Il Presidente della Regione Campania è intervenuto alla presentazione del primo bilancio sociale dell’Università degli Studi di Napoli Federico II

Vincenzo De Luca“Bisogna fermare l’emorragia di giovani che dalla Campania vanno nel resto d’Italia e d’Europa”. Lo ha dichiarato il presidente della Regione Campania, Vincenzo De Luca, durante il suo intervento alla presentazione del primo bilancio sociale dell’Università degli Studi di Napoli Federico II. Per De Luca è l’emigrazione giovanile il problema sociale più urgente.

Due gli impegni presi dalla Regione per tentare di porvi rimedio. “Il primo – ha detto De Luca – è coprire al 100% tutte le borse di studio per tutti gli studenti meritevoli. In Campania solo il 40% degli studenti meritevoli riceve la borsa di studio e magari dopo due o tre anni”. Il secondo è “un sistema di trasporti che agevoli la frequenza universitaria”.

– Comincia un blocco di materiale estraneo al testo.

PR #2822, opened 2022-09-21
feat(cli): Use additional permissions with config-sync command

Rhotimee:
#### Summary
Update the CLI to use additional permissions

### DIFF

“È devastante – ha detto ancora De Luca – l’idea che il merito, il sacrificio e la professionalità conteranno per il 10%. Per l’altro 90% conterà un padrino-protettore, politico o meno. Questa, purtroppo, è un’idea ancora presente nella testa dei nostri ragazzi. Ma è una cosa che dobbiamo sconfiggere perchè mortifica, offende e umilia le nuove generazioni. Dobbiamo stringere i denti perchè non sarà facile, ma con scelte necessarie – ha concluso De Luca – riusciremo a creare le condizioni per avere lavoro qui e non nel resto d’Europa”.

Parlando dell’Ateneo federiciano, De Luca ha detto: “Questa é una delle più grandi istituzioni culturali. Per noi è una occasione per ribadire un impegno straordinario verso l’università e i programmi di formazione dei nostri giovani”.